(Recorded data)
───

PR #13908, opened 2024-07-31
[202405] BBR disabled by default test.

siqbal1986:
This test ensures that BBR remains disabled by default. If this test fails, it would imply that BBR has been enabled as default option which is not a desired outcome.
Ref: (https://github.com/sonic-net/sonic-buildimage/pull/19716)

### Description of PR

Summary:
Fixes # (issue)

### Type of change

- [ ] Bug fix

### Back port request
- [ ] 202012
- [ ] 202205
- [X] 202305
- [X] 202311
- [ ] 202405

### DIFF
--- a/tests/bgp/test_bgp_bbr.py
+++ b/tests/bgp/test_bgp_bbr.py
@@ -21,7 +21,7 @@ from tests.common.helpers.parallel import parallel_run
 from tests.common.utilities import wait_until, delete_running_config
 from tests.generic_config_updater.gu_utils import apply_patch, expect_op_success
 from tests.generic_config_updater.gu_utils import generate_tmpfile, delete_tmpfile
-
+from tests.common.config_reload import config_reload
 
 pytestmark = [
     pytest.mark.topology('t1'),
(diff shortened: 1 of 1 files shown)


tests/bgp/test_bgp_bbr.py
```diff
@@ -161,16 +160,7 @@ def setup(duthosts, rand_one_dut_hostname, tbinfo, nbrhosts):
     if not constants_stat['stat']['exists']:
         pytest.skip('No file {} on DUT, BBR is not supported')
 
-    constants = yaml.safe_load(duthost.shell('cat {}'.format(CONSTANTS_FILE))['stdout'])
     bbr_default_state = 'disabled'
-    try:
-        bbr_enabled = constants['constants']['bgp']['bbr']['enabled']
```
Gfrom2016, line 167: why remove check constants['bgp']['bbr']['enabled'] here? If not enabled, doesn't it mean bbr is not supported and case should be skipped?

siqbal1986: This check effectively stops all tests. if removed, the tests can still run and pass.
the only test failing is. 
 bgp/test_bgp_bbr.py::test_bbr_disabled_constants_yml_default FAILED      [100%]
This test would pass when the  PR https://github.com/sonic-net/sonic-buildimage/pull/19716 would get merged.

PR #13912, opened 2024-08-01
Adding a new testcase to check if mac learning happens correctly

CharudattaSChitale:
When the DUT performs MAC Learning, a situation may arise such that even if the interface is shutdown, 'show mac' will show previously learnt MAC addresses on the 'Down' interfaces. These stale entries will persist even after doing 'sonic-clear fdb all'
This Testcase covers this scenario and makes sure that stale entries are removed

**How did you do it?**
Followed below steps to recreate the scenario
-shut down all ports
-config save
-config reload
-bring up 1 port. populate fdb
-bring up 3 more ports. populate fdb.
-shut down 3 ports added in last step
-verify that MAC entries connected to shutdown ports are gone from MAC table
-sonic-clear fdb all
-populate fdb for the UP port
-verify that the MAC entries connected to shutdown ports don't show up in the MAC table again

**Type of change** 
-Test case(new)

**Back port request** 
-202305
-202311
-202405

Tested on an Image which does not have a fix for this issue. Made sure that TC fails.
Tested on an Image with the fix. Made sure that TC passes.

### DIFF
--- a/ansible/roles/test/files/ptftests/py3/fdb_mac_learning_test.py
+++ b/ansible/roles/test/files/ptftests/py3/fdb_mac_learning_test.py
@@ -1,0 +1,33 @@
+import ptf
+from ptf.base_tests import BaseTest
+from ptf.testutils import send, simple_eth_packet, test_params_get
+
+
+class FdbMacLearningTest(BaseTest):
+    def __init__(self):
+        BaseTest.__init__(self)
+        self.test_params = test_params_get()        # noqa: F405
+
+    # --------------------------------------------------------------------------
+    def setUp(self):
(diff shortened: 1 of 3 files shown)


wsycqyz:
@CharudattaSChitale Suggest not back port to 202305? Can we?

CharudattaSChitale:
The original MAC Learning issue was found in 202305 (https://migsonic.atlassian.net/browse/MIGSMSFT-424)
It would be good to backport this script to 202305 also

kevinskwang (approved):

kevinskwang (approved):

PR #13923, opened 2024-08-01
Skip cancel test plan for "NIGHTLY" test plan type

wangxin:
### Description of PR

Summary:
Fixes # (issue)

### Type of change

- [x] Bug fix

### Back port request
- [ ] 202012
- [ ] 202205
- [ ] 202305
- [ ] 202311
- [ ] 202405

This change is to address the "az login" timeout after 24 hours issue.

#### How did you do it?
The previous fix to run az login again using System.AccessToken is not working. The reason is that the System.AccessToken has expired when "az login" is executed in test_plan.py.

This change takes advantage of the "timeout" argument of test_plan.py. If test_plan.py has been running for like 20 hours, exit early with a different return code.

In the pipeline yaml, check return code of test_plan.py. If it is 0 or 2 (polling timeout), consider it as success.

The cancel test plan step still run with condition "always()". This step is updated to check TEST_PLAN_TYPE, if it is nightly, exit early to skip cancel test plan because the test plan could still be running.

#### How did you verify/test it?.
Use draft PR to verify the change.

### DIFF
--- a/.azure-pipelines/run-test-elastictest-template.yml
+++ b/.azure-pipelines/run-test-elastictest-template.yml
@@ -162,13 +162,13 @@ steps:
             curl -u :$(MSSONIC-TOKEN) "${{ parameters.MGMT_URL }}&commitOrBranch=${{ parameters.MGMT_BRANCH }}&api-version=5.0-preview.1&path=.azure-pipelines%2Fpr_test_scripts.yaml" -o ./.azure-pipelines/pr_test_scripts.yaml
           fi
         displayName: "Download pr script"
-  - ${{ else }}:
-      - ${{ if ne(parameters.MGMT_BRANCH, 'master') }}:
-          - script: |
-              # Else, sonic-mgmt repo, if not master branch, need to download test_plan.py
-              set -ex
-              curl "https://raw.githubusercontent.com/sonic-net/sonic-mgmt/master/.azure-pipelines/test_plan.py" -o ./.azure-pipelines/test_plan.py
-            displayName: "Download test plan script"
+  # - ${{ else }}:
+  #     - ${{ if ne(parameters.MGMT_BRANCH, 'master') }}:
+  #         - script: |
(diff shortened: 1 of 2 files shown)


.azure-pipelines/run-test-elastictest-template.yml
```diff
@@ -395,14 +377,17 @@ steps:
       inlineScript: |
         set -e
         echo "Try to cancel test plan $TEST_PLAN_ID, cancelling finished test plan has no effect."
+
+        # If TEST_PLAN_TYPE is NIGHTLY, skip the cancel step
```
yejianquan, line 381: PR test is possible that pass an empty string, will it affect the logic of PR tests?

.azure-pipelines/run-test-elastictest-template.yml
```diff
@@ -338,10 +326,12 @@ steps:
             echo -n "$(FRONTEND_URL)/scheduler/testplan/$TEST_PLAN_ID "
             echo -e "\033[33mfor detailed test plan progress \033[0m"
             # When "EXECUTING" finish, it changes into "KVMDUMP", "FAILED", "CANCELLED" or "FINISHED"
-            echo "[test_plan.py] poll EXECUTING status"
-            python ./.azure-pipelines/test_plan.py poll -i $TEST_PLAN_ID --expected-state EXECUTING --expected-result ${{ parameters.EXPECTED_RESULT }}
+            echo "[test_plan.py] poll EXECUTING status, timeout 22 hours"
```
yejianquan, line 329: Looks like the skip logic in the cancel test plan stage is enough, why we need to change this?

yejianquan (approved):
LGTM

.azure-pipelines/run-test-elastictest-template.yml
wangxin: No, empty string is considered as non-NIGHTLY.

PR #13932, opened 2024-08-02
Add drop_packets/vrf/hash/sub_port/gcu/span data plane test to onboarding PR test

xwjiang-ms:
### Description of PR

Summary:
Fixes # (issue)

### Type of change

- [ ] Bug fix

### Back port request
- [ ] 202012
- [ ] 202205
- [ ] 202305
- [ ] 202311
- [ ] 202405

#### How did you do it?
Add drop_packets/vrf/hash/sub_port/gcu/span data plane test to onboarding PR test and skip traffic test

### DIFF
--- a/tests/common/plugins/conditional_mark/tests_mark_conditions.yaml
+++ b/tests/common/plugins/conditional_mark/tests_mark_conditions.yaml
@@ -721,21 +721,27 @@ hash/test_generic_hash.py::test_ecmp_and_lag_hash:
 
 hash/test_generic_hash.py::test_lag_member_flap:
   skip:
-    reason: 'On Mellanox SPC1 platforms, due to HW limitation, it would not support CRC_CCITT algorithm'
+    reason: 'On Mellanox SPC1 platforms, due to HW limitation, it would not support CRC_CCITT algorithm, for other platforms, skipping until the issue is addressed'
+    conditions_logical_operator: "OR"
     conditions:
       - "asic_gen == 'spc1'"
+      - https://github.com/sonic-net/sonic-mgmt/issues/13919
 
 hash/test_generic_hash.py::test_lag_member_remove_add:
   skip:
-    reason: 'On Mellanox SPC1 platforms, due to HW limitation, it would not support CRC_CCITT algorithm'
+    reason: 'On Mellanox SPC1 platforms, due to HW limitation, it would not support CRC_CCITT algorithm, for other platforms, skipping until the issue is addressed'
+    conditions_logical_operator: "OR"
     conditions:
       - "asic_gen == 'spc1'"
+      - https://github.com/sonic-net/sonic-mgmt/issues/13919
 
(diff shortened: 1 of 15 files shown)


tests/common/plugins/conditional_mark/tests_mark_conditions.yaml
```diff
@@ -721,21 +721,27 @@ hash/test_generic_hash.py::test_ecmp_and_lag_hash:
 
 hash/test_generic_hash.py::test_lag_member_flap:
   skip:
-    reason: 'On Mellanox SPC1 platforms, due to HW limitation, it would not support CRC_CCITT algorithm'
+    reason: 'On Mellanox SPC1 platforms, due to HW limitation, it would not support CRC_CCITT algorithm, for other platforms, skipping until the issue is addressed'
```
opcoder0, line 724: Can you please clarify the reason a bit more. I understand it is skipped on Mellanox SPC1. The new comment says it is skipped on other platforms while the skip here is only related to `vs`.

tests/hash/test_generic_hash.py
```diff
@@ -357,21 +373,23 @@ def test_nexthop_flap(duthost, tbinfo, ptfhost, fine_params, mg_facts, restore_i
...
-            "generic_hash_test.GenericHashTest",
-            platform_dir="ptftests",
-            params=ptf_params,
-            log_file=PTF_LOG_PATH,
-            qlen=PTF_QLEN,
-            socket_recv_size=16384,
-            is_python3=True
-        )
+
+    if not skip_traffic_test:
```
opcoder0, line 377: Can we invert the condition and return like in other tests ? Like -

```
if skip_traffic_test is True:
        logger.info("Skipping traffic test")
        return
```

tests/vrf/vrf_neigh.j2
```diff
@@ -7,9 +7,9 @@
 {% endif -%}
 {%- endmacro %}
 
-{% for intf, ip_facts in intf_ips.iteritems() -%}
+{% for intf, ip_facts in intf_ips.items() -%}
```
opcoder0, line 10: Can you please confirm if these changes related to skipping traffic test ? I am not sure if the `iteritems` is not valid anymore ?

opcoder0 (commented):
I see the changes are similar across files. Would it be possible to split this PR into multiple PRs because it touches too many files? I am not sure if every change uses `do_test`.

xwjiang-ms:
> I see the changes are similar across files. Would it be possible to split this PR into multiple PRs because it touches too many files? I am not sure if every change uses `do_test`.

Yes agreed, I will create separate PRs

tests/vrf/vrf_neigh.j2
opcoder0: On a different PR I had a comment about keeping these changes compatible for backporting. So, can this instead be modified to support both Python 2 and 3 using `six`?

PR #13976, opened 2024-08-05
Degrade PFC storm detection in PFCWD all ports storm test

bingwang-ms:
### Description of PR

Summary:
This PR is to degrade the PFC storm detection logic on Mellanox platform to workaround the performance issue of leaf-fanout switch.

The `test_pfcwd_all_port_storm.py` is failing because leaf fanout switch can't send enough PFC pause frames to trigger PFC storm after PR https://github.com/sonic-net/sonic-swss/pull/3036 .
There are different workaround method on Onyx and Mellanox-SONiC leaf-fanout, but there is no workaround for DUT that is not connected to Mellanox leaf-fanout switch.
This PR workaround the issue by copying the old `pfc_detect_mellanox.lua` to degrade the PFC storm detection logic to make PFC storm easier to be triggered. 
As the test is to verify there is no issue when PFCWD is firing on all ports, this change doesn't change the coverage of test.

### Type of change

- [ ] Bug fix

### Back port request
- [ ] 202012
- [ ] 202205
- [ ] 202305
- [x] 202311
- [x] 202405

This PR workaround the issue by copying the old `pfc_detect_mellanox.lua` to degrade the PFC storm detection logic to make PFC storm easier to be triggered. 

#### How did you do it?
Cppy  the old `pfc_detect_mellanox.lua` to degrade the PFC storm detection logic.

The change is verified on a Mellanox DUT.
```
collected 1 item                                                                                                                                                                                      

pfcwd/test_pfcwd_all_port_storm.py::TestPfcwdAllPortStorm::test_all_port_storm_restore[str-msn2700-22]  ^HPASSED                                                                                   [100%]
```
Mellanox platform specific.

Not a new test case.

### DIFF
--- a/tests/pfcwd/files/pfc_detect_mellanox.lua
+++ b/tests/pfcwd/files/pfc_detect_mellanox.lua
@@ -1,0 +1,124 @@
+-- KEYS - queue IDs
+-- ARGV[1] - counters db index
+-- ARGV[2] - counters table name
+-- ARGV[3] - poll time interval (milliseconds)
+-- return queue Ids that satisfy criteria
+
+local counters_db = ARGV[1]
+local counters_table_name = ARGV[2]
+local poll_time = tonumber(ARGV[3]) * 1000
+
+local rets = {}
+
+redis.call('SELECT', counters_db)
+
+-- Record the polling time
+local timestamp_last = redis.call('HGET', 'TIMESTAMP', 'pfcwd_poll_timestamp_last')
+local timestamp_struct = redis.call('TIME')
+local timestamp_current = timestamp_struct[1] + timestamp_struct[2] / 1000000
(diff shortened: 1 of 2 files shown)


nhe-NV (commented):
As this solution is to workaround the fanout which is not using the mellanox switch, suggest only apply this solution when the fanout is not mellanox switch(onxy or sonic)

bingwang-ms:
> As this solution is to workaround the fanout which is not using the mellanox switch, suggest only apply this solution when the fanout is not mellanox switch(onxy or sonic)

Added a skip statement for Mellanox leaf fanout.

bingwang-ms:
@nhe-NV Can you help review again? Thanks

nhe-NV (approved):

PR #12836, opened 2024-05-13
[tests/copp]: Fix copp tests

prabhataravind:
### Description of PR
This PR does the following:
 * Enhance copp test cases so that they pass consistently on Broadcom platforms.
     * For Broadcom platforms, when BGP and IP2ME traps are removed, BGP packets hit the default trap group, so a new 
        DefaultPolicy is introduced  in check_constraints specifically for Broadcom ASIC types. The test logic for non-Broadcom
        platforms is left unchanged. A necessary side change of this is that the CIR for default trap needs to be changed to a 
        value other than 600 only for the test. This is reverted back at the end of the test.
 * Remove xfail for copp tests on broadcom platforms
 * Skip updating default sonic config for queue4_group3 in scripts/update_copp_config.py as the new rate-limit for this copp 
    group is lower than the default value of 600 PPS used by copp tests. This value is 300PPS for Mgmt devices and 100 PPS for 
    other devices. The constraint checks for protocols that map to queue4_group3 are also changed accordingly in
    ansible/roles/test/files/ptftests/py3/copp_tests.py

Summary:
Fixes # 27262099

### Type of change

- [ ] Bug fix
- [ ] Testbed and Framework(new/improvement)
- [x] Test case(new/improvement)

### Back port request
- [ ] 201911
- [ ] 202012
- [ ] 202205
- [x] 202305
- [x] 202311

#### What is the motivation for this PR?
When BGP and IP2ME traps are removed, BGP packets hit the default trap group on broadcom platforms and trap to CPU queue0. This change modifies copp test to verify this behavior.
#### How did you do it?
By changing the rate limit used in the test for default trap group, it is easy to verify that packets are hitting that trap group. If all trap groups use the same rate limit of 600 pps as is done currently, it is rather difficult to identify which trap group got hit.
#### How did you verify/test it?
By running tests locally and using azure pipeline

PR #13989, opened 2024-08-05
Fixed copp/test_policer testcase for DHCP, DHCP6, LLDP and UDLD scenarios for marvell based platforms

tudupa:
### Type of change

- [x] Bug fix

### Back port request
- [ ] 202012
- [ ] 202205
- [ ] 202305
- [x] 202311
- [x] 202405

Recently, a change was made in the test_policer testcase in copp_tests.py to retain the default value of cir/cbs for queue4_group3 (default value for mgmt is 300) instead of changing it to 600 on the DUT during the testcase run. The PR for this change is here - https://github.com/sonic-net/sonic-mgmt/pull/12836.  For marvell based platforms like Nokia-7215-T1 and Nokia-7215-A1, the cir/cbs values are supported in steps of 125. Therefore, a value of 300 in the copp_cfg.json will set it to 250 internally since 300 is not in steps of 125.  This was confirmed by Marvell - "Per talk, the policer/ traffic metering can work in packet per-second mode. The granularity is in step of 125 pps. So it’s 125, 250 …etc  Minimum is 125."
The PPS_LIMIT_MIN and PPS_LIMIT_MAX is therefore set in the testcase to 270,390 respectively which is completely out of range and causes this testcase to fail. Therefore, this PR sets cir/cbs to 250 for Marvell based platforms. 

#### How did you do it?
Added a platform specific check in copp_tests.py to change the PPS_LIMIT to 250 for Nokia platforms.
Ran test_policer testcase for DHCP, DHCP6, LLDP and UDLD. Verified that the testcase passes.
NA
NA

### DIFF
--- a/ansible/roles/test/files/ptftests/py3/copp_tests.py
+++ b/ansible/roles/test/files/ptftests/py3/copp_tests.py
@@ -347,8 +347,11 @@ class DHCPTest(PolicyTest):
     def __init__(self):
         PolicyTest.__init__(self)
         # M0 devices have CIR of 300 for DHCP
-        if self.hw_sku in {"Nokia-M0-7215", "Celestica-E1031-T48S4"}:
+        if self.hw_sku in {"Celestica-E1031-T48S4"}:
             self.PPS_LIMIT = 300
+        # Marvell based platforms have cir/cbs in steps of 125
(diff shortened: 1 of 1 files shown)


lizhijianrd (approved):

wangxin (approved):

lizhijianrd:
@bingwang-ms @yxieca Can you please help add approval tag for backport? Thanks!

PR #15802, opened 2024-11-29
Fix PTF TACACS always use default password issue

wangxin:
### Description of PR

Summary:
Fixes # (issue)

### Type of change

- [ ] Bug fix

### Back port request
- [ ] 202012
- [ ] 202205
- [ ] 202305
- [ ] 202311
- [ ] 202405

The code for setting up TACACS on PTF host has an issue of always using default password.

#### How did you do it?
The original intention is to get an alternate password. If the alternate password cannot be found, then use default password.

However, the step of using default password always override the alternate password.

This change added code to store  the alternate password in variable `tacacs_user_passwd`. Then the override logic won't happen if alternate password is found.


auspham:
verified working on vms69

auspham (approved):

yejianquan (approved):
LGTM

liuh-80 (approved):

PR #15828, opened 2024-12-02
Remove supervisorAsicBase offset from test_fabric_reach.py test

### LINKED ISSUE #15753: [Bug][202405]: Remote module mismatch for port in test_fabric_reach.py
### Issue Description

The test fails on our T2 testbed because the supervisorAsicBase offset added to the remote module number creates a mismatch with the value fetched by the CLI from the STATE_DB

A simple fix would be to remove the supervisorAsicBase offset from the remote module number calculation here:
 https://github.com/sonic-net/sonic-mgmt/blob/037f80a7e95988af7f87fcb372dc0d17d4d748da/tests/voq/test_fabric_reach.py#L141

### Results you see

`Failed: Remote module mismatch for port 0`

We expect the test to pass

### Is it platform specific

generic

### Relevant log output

───

What is being asked:
Using the data above, reproduce exactly the lines from the line that contains "The test fails" through the line that contains "We expect the test to pass", including both.

Reply to the exercise:
The test fails on our T2 testbed because the supervisorAsicBase offset added to the remote module number creates a mismatch with the value fetched by the CLI from the STATE_DB

A simple fix would be to remove the supervisorAsicBase offset from the remote module number calculation here:
 https://github.com/sonic-net/sonic-mgmt/blob/037f80a7e95988af7f87fcb372dc0d17d4d748da/tests/voq/test_fabric_reach.py#L141

### Results you see

`Failed: Remote module mismatch for port 0`

We expect the test to pass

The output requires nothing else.